One number is the expected answer: the count of lines in the material below containing the word "blob".
++++ Data supplied ++++
PR #6922, opened 2022-05-23
Fix missing icons and translations in civilopedia accessed from main menu

### LINKED ISSUE #6913: Bugged icons in main menu civilopedia
**Platform**
Linux and Android

**Version**
Latest repo (desktop) and 4.1.1-patch2 (Android)

**Describe the bug**
Certain icons are missing in the civilopedia accessible from the main menu. Not all icons are affected, but ones in the Buildings, Wonders, Units, and Technologies tabs will sometimes display a white circle with what looks like a white square on top of it instead of the proper icon. The Terrains and Nations tabs also have some messed up icons but instead of showing the circle-square combination they just don't display any icon whatsoever.

The in-game civilopedia does not display this same behavior and everything works as expected.

**To Reproduce**
1. Click on ? on the main menu

**Expected behavior**
Proper symbols are displayed

**Screenshots**
this icon

OptimizedForDensity:
Fixes #6913. Seems like the game wasn't loading G&K icons. Credit to @SomeTroglodyte who wrote the one-line fix in the issue thread then provided help in this thread. Also ensures that the correct translation is applied to the civilopedia for mods including base ruleset mods.

### DIFF
--- a/core/src/com/unciv/MainMenuScreen.kt
+++ b/core/src/com/unciv/MainMenuScreen.kt
@@ -231,13 +231,11 @@ class MainMenuScreen: BaseScreen() {
     }
 
     private fun openCivilopedia() {
-        var ruleset: Ruleset? = RulesetCache[BaseRuleset.Civ_V_GnK.fullName]
         val rulesetParameters = game.settings.lastGameSetup?.gameParameters
-        if (rulesetParameters != null) {
-            ruleset = RulesetCache.getComplexRuleset(rulesetParameters)
-            UncivGame.Current.translations.translationActiveMods = LinkedHashSet(rulesetParameters.getModsAndBaseRuleset())
-        }
-        if (ruleset == null) return
+        val ruleset = if (rulesetParameters == null)
+                RulesetCache[BaseRuleset.Civ_V_GnK.fullName] ?: return
+                else RulesetCache.getComplexRuleset(rulesetParameters)
+        UncivGame.Current.translations.translationActiveMods = ruleset.mods
         ImageGetter.setNewRuleset(ruleset)
         setSkin()
         game.setScreen(CivilopediaScreen(ruleset, this))
--- a/core/src/com/unciv/MainMenuScreen.kt
+++ b/core/src/com/unciv/MainMenuScreen.kt
@@ -19,7 +19,6 @@ import com.unciv.ui.multiplayer.MultiplayerScreen
 import com.unciv.ui.mapeditor.*
 import com.unciv.models.metadata.GameSetupInfo
 import com.unciv.models.ruleset.Ruleset
-import com.unciv.models.translations.Translations
 import com.unciv.ui.civilopedia.CivilopediaScreen
 import com.unciv.ui.crashhandling.launchCrashHandling
 import com.unciv.ui.crashhandling.postCrashHandlingRunnable
--- a/core/src/com/unciv/MainMenuScreen.kt
+++ b/core/src/com/unciv/MainMenuScreen.kt
@@ -233,6 +233,7 @@ class MainMenuScreen: BaseScreen() {
         val ruleset =RulesetCache[game.settings.lastGameSetup?.gameParameters?.baseRuleset]
             ?: RulesetCache[BaseRuleset.Civ_V_GnK.fullName]
             ?: return
+        ImageGetter.setNewRuleset(ruleset)
         game.setScreen(CivilopediaScreen(ruleset, this))
     }
 
--- a/core/src/com/unciv/MainMenuScreen.kt
+++ b/core/src/com/unciv/MainMenuScreen.kt
@@ -18,6 +18,8 @@ import com.unciv.models.ruleset.RulesetCache
 import com.unciv.ui.multiplayer.MultiplayerScreen
 import com.unciv.ui.mapeditor.*
 import com.unciv.models.metadata.GameSetupInfo
+import com.unciv.models.ruleset.Ruleset
+import com.unciv.models.translations.Translations
 import com.unciv.ui.civilopedia.CivilopediaScreen
 import com.unciv.ui.crashhandling.launchCrashHandling
 import com.unciv.ui.crashhandling.postCrashHandlingRunnable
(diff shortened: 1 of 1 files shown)


SomeTroglodyte:
> All credit to

Nah. Was my bad anyway, one look and I knew. Sorry for pushing you to the effort. You could, however, do one better - what I'm still unclear on is the special font symbols when overridden by a mod. There was some nastiness with several copies of a singleton, and I'm unsure whether I found a robust solution. Test (provoke ? starting pedia on the Deciv Redux rules) or go check whether BaseScreen.setSkin() is somehow called... ??

yairm210 (approved):

OptimizedForDensity:
```BaseScreen.setSkin()``` isn't getting called, but after downloading Deciv redux it looks like the main menu civilopedia doesn't load the mod icons. I'm going to take a look into this to see if I can add this change to this PR.

**Comment by OptimizedForDensity** [comment]
The issue seems to be that ```RulesetCache``` doesn't store set the parameter ```mods``` when loading the list of mods so ```ImageGetter``` doesn't know where to find the images. 
https://github.com/yairm210/Unciv/blob/b710f8f6a17d32b8a7151d3f2870effdd13d08c4/core/src/com/unciv/ui/images/ImageGetter.kt#L69-L73

When starting a game, this variable is properly set.
https://github.com/yairm210/Unciv/blob/b710f8f6a17d32b8a7151d3f2870effdd13d08c4/core/src/com/unciv/models/ruleset/Ruleset.kt#L955-L964

Adding a line to set the ```mods``` variable to the ruleset name when loading the ruleset cache appears to fix the problem.

**Comment by SomeTroglodyte** [comment]
I feel this needs a step back and gain perspective and really look and understand the code. Too tired.

Keep in mind ImageGetter keeps ruleset around for looking up colors or differentiating units and buildings when getting a name that could be either - the actual image path to texture translations are in textureRegionDrawables, which setNewRuleset initializes. So the ruleset at that point needs to match the mods we want to display for... Wouldn't be too far a stretch to drop the var, have ImageGetter only receive ruleset or parts when it needs them. Pass actual objects instead of names to the getThingyIcon's and most if not all wouldn't need the var.

Also, openCivilopedia intends to show a _base_ ruleset without any extension mods to complicate matters. ruleset.mods is supposed to be empty for a pure base ruleset and these are what CruelsetCache caches. For Deciv, ImageGetter should then load a single atlas _set_ from the Deciv folder grace to the passed ruleset's baseRuleset field... That's what the missing line is supposed to do... To show the entire base+extensions from lastGameSetup.gameParameters you would want to call getComplexRuleset and that's not there.

But as I said, I'm happy to leave the heavy thinking to someone else. Thank you!

**Comment by SomeTroglodyte** [comment]
Yea, I was wrong. Ruleset doesn't have a baseRuleset field, but name, and it isn't used as I would expect. None of the entries in RulesetCache can be passed to ImageSetter as is, only getComplexRuleset results. Don't like that decision really. A game running only a base ruleset should be able to use the cached ruleset directly without a merge-clone. But even getVanillaRuleset() clones because we don't trust our code not to mutate the rules.

So easiest might be to show that 'pedia for the _complete_ last choice and go and feet it and ImageGetter a getComplexRuleset. Leaving only the Font glitch. Which setSkin() would fix brutally but efficiently.

**Comment by SomeTroglodyte** [comment]
And lastly the translation engine isn't initialized for the ruleset. Ugh. So either always display vanilla or (atrocious formatting, disregard)
```kotlin
    private fun openCivilopedia() {
        val lastParameters = game.settings.lastGameSetup?.gameParameters
        val ruleset = if (lastParameters == null)
            RulesetCache[BaseRuleset.Civ_V_GnK.fullName] ?: return
            else RulesetCache.getComplexRuleset(lastParameters)
        ImageGetter.setNewRuleset(ruleset)
        setSkin()
        game.translations.translationActiveMods = ruleset.mods
        game.setScreen(CivilopediaScreen(ruleset, this))
    }
```
So - getComplexRuleset combines mods and ensures ImageGetter sees the non-vanilla _base_ ruleset in the normal mods field. Without setSkin if you went to Deciv _and_ the vanilla gold was previously rendered, Deciv's Water would not get the water drop. And without translationActiveMods Deciv's water would still be called Gold.

SomeTroglodyte:
I guess you arrived at the same conclusions at the same time...

OptimizedForDensity:
Yeah, I found the code in the game setup screen that controlled translations but thanks for the sanity check/peer review. Everything is working now: translations are applied to the civilopedia in the main menu, mod entries have the correct images, all previously-loaded mods are included.

SomeTroglodyte:
My code still shows "Gold" instead of "Water" when pedia chooses Deciv... Is TranslationActiveModsCache failing??
And the main menu's ESC key and maybe other bindings regress after exiting pedia. Grrr!

core/src/com/unciv/MainMenuScreen.kt
```diff
@@ -230,9 +231,15 @@ class MainMenuScreen: BaseScreen() {
...
     private fun openCivilopedia() {
-        val ruleset =RulesetCache[game.settings.lastGameSetup?.gameParameters?.baseRuleset]
-            ?: RulesetCache[BaseRuleset.Civ_V_GnK.fullName]
-            ?: return
+        var ruleset: Ruleset? = RulesetCache[BaseRuleset.Civ_V_GnK.fullName]
+        val rulesetParameters = game.settings.lastGameSetup?.gameParameters
+        if (rulesetParameters != null) {
+            ruleset = RulesetCache.getComplexRuleset(rulesetParameters)
+            UncivGame.Current.translations.translationActiveMods = LinkedHashSet(rulesetParameters.getModsAndBaseRuleset())
+        }
```
JackRainy, line 239: Do we need to reassign `ruleset` if it has been obtained on the very first line?

OptimizedForDensity:
Hmm weird. I did get the regression on the escape key after exiting the civilopedia on the main menu.
Also noticed that sometimes the font icons don't get changed if you switch mods in the game setup screen then start a new game (Deciv to vanilla still shows the water symbol instead of the gold ingots). Adding a ```BaseScreen.setSkin()``` line to the game setup screen fixes that but there's probably a nicer, more reusable fix.

SomeTroglodyte:
> more reusable fix

Yup, move to ImageSetter.setNewThingy - but all the testing for such a wide-reaching change...

Also, do try to "fix" Deciv Redux by adding the missing Gold = Water english line then test whether the main menu pedia will display it.

> escape key

We suffer from Gdx "Widgets" not being key listeners as e.g. in WPF, only Screens can. There are one or two places already with a little kludge to accommodate that. But here we _do_ have an independent Screen... :puzzled:

core/src/com/unciv/MainMenuScreen.kt
OptimizedForDensity: Good point.

SomeTroglodyte:
> escape key

Must be something simple. New and Load screens do the same, while Mods and Map Editor _repair_ the key.

OptimizedForDensity:
> Also, do try to "fix" Deciv Redux by adding the missing Gold = Water english line then test whether the main menu pedia will display it.

I downloaded the Deciv Redux from the repo a few hours ago and with my code changes the Gold resource is renamed to Water in the civilopedia when you access it from the main menu. Same with Alpha Frontier, it renames Gold to Credits.

SomeTroglodyte:
To keep in mind: Key handling breaks because setScreen disposes the previous screen. Major flaw, maybe I shouldn't have tried to glue KeyPressDispatcher cleanup to that. Back then _everything_ was ditched and rebuilt all the time, so it wasn't a problem. Maybe tell setScreen with a flag the old screen is meant to be reused, or do a resurrection like `if (keyPressDispatcher.isNotEmpty()) keyPressDispatcher.install(screen.stage)` at the end of setScreen (kludge, the old listener might have had a captured ignore lambda), or use keyPressDispatcher.isPaused or...Not sure.

SomeTroglodyte (approved):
++++
Task solution
2